Erst versuchte Nagelsmann, das Monster zu bändigen - dann ließ er es wieder toben

Damals wie heute macht sich ein Bayern-Trainer Sorgen, dass es mit dem ewigen Angriffsfußball nicht auf Dauer gut gehen kann. Die offensive Grundordnung kostet viel Kraft, weil sämtliche Mannschaftsteile verantwortlich dafür sind, die Gegentore zu verhindern. 2020 wurden an der Säbener Straße nach dem Abschied des Trainers Niko Kovac die Spieler erstmals von der Leine gelassen und Frankenflicks Monster geschaffen. Es ist jetzt noch immer da draußen und hungrig, das Triple von 2020 hat es nicht gesättigt.

Und Nagelsmann, der im Sommer mit dem Vorhaben angetreten ist, dessen Klauen noch zu schärfen, kann man neuerdings dabei beobachten, wie ihn Frankenflicks Monster ängstigt. Gegen Fürth hat er versucht, es entgegen seines Naturells für 45 Minuten an die Kette zu legen, indem er mehr Spieler hinter den Ball brachte, als er es für gesund erachtet. Aber dort zappelte und zerrte es, dass sich das Eisen in die eigene Haut fraß. Also ließ er es wieder toben.

"Never complain über einen Sieg", sagte Nagelsmann interessanterweise nach dieser Partie, deren Hälften so gut zusammenpassten wie die Sprachen in diesem Satz.
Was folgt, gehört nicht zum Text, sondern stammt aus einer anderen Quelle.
PR #5115, opened 2020-12-28
[ workflow, close #2570 ] Upload haddock to gh-pages

### LINKED ISSUE #2570: Upload Haddock generated doc to github pages
Given that we generate haddock documentation on travis after each push (?), we could have it sit on https://agda.github.io/ by getting travis to push it to a repo called agda/agda.github.io. See e.g. [1] for a travis deployment script.

[1] http://www.steveklabnik.com/automatically_update_github_pages_with_travis_example/

L-TChen:
As discussed in #2570, I modified the workflow `haddock.yml` to upload the Haddock documentation to the project site using GitHub Pages. 

The uploaded site will look like https://l-tchen.github.io/agda/ but in a different URL, i.e. https://agda.github.io/agda/. 

What I am not sure of is the URL and how do make it usable. Any suggestions?

### DIFF
--- a/.github/workflows/haddock.yml
+++ b/.github/workflows/haddock.yml
@@ -71,6 +71,7 @@ jobs:
 
     - name: Deploy haddock
       uses: peaceiris/actions-gh-pages@v3
+      if: github.ref == 'refs/heads/master'
       with:
         github_token: ${{ secrets.GITHUB_TOKEN }}
         publish_dir: html
--- a/.github/workflows/haddock.yml
+++ b/.github/workflows/haddock.yml
@@ -16,26 +16,25 @@ on:
 
 jobs:
   build:
+    strategy:
+      matrix:
+        os: [ubuntu-18.04]
+        ghc-ver: ["8.10.2"]
+        cabal-ver: ["3.2"]
+
     if: |
       !contains(github.event.head_commit.message, '[skip ci]')
       && !contains(github.event.head_commit.message, '[ci skip]')
       && !contains(github.event.head_commit.message, '[github skip]')
       && !contains(github.event.head_commit.message, '[skip github]')
 
-    strategy:
-      matrix:
-        os: ["ubuntu-18.04"]
-        ghc-ver: ["8.10.2"]
-        cabal-ver: ["3.2"]
-
     runs-on: ${{ matrix.os }}
 
     steps:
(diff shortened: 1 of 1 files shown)


L-TChen:
The CI failure is caused by the insufficient permission to upload to the branch `gh-pages`. The reason is clear ...

gallais:
Can we add a conditional so that we only deploy when the code is pushed to `master`?
We don't want the doc corresponding to random PRs to override the dev version.

> The reason is clear...

Not really. I guess an admin [needs to do this](https://github.com/peaceiris/actions-gh-pages#%EF%B8%8F-first-deployment-with-github_token)?

L-TChen:
> Not really. I guess an admin [needs to do this](https://github.com/peaceiris/actions-gh-pages#%EF%B8%8F-first-deployment-with-github_token)?

The GitHub token used in the workflow is created for the workflow runner only, and a PR is not allowed to modify the repository from a forked repo. See [Permissions for the GITHUB_TOKEN](https://docs.github.com/en/free-pro-team@latest/actions/reference/authentication-in-a-workflow#permissions-for-the-github_token) for details. Once this PR is merged, it should deploy to the branch `gh-pages` properly. 

The only thing that the admin needs to do is to enable GitHub Pages from Settings.

L-TChen:
> Can we add a conditional so that we only deploy when the code is pushed to `master`?

Ooops, my bad. Added.

andreasabel:
> The only thing that the admin needs to do is to enable GitHub Pages from Settings.

I pushed a bogus branch `gh-pages` and activated GitHub Pages with source folder `/docs`.  Not sure this was the right thing to do.  Is something else needed?

L-TChen:
> > The only thing that the admin needs to do is to enable GitHub Pages from Settings.
> 
> I pushed a bogus branch `gh-pages` and activated GitHub Pages with source folder `/docs`. Not sure this was the right thing to do. Is something else needed?

No, that’s it. (Creating a bogus branch is not necessary, I think.) I will change the destination directory of this workflow later.

L-TChen:
It is live now: https://agda.github.io/agda/

@andreasabel If you want https://agda.github.io/agda/docs instead of https://agda.github.io/agda/, then you would need to use the root directory `/` for gh-pages.

Issue #5117, opened 2020-12-30
Poor typechecking performance when there are many instance arguments


cruhland:
There appears to be quadratic behavior in the typechecker when there are many "awake" instance constraints. For example, I measured the typechecking time of [this 350 line file](https://github.com/cruhland/agda-axiomatic/blob/3a05ebd0de707a2ccffaa04e9ec8c40d6358e8c9/src/net/cruhland/models/Integers/Multiplication.agda) alone to be just over 3 minutes. More specifically, in the following term from that file (defined [here](https://github.com/cruhland/agda-axiomatic/blob/3a05ebd0de707a2ccffaa04e9ec8c40d6358e8c9/src/net/cruhland/models/Integers/Multiplication.agda#L71)) every call to the functions `_+_`, `_*_`, `_≃⟨_⟩_`, `_≃˘⟨_⟩_`, and `AA.subst` requires at least one instance argument apiece:

```
          [a₁⁺b⁺+a₁⁻b⁻]+[a₂⁺b⁻+a₂⁻b⁺]≃[a₂⁺b⁺+a₂⁻b⁻]+[a₁⁺b⁻+a₁⁻b⁺] =
            begin
              (a₁⁺ * b⁺ + a₁⁻ * b⁻) + (a₂⁺ * b⁻ + a₂⁻ * b⁺)
            ≃⟨ rearr {w = a₁⁺} {y = a₂⁺} ⟩
              (a₁⁺ + a₂⁻) * b⁺ + (a₂⁺ + a₁⁻) * b⁻
            ≃⟨ AA.subst (AA.subst a₁⁺a₂⁻≃a₂⁺a₁⁻) ⟩
              (a₂⁺ + a₁⁻) * b⁺ + (a₂⁺ + a₁⁻) * b⁻
            ≃˘⟨ AA.subst (AA.subst a₁⁺a₂⁻≃a₂⁺a₁⁻) ⟩
              (a₂⁺ + a₁⁻) * b⁺ + (a₁⁺ + a₂⁻) * b⁻
            ≃˘⟨ rearr {w = a₂⁺} {y = a₁⁺} ⟩
              (a₂⁺ * b⁺ + a₂⁻ * b⁻) + (a₁⁺ * b⁻ + a₁⁻ * b⁺)
            ∎
```

When that term is typechecked (with flags `-v tc.instance:20` and `-v tc.constr.solve:10`), here's a (condensed) view of the resulting logs:

```
[...]

Issue #3870, opened 2019-06-26
Internal error during instance search


UlfNorell:
Something goes wrong when trying the `FunUnit` instance as the solution to the `_=$=_` functor constraint.
```agda

module _ where

open import Agda.Primitive
open import Agda.Builtin.Equality

data Wrap {a} (A : Set a) : Set a where
  wrap : A → Wrap A

data Unit (A : Set) : Set where
  unit : Unit A

record Functor {a b} (F : Set a → Set b) : Set (lsuc (a ⊔ b)) where
  field
    fmap : ∀ {A B} → (A → B) → F A → F B

open Functor ⦃ ... ⦄

instance
  FunWrap : ∀ {a} → Functor {a} Wrap
  FunWrap .fmap f (wrap x) = wrap (f x)

  FunUnit : Functor Unit
  FunUnit .fmap f unit = unit

_=$=_ : ∀ {a b} {A B : Set a} {F : Set a → Set b} {{_ : Functor F}} {x y : F A}
          (f : A → B) → x ≡ y → fmap f x ≡ fmap f y
f =$= refl = refl

postulate A : Set

wrap-refl : (x : A) → wrap x ≡ wrap x
wrap-refl x = refl

prf : (x : Wrap A) → wrap x ≡ wrap x
prf (wrap x) = wrap =$= wrap-refl x

-- Incomplete pattern matching when applying FunUnit
-- (Internal error at Reduce.Fast:1347)
```

UlfNorell:
Checks in `2.5.4.2`, but not `2.6.0`.

UlfNorell:
Test case not using instance arguments and also failing in `2.5.4.2`:
```agda
module _ where

open import Agda.Primitive
open import Agda.Builtin.Equality

data Wrap {a} (A : Set a) : Set a where
  wrap : A → Wrap A

data Unit (A : Set) : Set where
  unit : Unit A

cast : ∀ {A B} → Unit A → Unit B
cast unit = unit

data Functor {a b} (F : Set a → Set b) : Set (lsuc (a ⊔ b)) where
  mkFunctor : (∀ {A B} → (A → B) → F A → F B) → Functor F

fmap : ∀ {a b} {A B : Set a} {F : Set a → Set b} →
            Functor F → (A → B) → F A → F B
fmap (mkFunctor m) f x = m f x

FunUnit : Functor Unit
FunUnit = mkFunctor λ _ → cast

postulate
  P : ∀ {a} {A : Set a} → A → Set a

[...]

PR #5118, opened 2020-12-30
[ #5117 ] Avoid redundant solution attempts for instance constraints

cruhland:
A suggestion for solving #5117. See that issue for more context.

Fixes the issue by temporarily removing all instance constraints from the typechecker state while an instance argument search is in progress. Since none of those instance constraints could be resolved anyway, due to the restriction on recursive instance search, this avoids wasted work without impacting correctness. It brings the typechecking time for [my example file](https://github.com/cruhland/agda-axiomatic/blob/3a05ebd0de707a2ccffaa04e9ec8c40d6358e8c9/src/net/cruhland/models/Integers/Multiplication.agda) way down, from over 3 minutes to about 20 seconds!

I don't have a good understanding of the overall design of the constraint solver, so I'm sure there's a better approach. But I figured this is a good starting point for discussion. Happy to make changes, add tests, etc., but I might need some guidance on how to do so :smiley:

### DIFF
--- a/src/full/Agda/TypeChecking/InstanceArguments.hs
+++ b/src/full/Agda/TypeChecking/InstanceArguments.hs
@@ -255,7 +255,6 @@ findInstance' m cands = ifM (isFrozen m) (do
       reportSLn "tc.instance" 70 $ "findInstance 3: t: " ++ prettyShow t
 
       mcands <-
-        nowConsideringInstance $
         -- Temporarily remove other instance constraints to avoid
         -- redundant solution attempts
         holdConstraints (const isInstanceProblemConstraint) $
@@ -511,6 +510,7 @@ checkCandidates m t cands =
         where
           runCandidateCheck check =
             flip catchError handle $
+            nowConsideringInstance $
             ifNoConstraints check
               (\ r -> case r of
                   Yes           -> r <$ debugSuccess
--- a/src/full/Agda/TypeChecking/InstanceArguments.hs
+++ b/src/full/Agda/TypeChecking/InstanceArguments.hs
@@ -254,7 +254,13 @@ findInstance' m cands = ifM (isFrozen m) (do
       reportSDoc "tc.instance" 15 $ "findInstance 3: t =" <+> prettyTCM t
       reportSLn "tc.instance" 70 $ "findInstance 3: t: " ++ prettyShow t
 
-      mcands <- checkCandidates m t cands
+      mcands <-
+        nowConsideringInstance $
+        -- Temporarily remove other instance constraints to avoid
+        -- redundant solution attempts
+        holdConstraints (const isInstanceProblemConstraint) $
+        checkCandidates m t cands
+
       debugConstraints
       case mcands of
 
@@ -505,7 +511,6 @@ checkCandidates m t cands =
         where
           runCandidateCheck check =
             flip catchError handle $
-            nowConsideringInstance $
             ifNoConstraints check
               (\ r -> case r of
                   Yes           -> r <$ debugSuccess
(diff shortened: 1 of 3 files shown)


src/full/Agda/TypeChecking/InstanceArguments.hs
```diff
@@ -505,7 +511,6 @@ checkCandidates m t cands =
         where
           runCandidateCheck check =
             flip catchError handle $
-            nowConsideringInstance $
```
cruhland: Moved this to before the call to `checkCandidates` above. I don't think this is necessary, but probably couldn't hurt? It seemed more semantically correct, and the change it makes to the typechecking state could be useful for determining when to hold out constraints.

src/full/Agda/TypeChecking/InstanceArguments.hs
```diff
@@ -548,13 +553,14 @@ shouldPostponeInstanceSearch =
 nowConsideringInstance :: (ReadTCState m) => m a -> m a
 nowConsideringInstance = locallyTCState stConsideringInstance $ const True
 
+isInstanceProblemConstraint :: ProblemConstraint -> Bool
```
cruhland, line 556: Pulled this out of the `where` clause for `wakeupInstanceConstraints` below, since I needed it for the `holdConstraints` call above.

src/full/Agda/TypeChecking/InstanceArguments.hs
cruhland: Hmm, just noticed that `stConsideringInstance` is referenced in `reduceTm` in `Typechecking.Reduce.Fast`, with the following comment:

> Are we currently instance searching. In that case we don't fail hard on missing clauses. This is a (very unsatisfactory) work-around for #3870.

Not sure if this change would affect that at all.

jespercockx:
I'm a bit surprised that all the pending instance constraints can take such a long time even if they are not actually attempted. This is definitely something that needs to be fixed! The fix here is definitely something that would work, though it feels a bit wrong that we even have to go over all the instance constraints *once*. An alternative would be to store instance constraints in a separate field in the TC state, so they could be more easily ignored altogether. Would you be willing to try out that approach? If not, that's fine too and we can merge this PR to fix the performance bug.

jespercockx:
Oh and by the way, thanks for the PR! One thing I didn't understand completely about your fix is whether it removes the need of still having the `stPostPostponeInstanceSearch` and/or `stConsideringInstance` flags at all or we could get rid of them completely?

cruhland:
> An alternative would be to store instance constraints in a separate field in the TC state, so they could be more easily ignored altogether. Would you be willing to try out that approach? If not, that's fine too and we can merge this PR to fix the performance bug.

I can definitely work on that approach, but I'd prefer to create a separate PR for it, in the interest of getting this change merged quickly. I'll create a follow-up issue.

> One thing I didn't understand completely about your fix is whether it removes the need of still having the `stPostPostponeInstanceSearch` and/or `stConsideringInstance` flags at all or we could get rid of them completely?

I haven't looked into all of the usages of those flags, so I'm not sure. But they may not be needed if I implement your proposal of storing the instance constraints separately in the TC state. I can investigate as part of the follow-up PR.

I'll move this PR out of Draft state so you can approve. Are there any tests I should add? I see that there's a suite of benchmarks, are those run as part of the Travis build?

jespercockx:
AFAIK the benchmarks are run but the results are not checked for performance regressions. If you have a test case that doesn't take too much time but shows a clear difference in performance before/after this change, it'd be great if you could add it. But if not I think it's also fine to merge without one.

jespercockx (approved):

jespercockx:
Let me know when you're ready with this, then I'll merge it in.

cruhland:
@jespercockx This is ready to go. I've added a benchmark that runs for ~20s on `master` but only ~2s on this branch.

jespercockx:
Thanks for adding the test case, and thanks again for the PR! I'll merge this in now.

Dass er die drei Punkte gegen den Tabellenletzten als "tabellarisch, punktemäßig und auch psychologisch wichtig" bezeichnete, lenkt den Blick auf eine tiefe Verunsicherung, die er in der Mannschaft ausgemacht haben dürfte. Darauf weist auch ein Bonmot von Torwart Ulreich, der nun seit drei Partien den frisch operierten Manuel Neuer ersetzt und deshalb mangels Spiel-Historie zu einer amüsanten Einschätzung kommen konnte: "Ich bin einfach froh, dass wir jetzt mal gewonnen haben."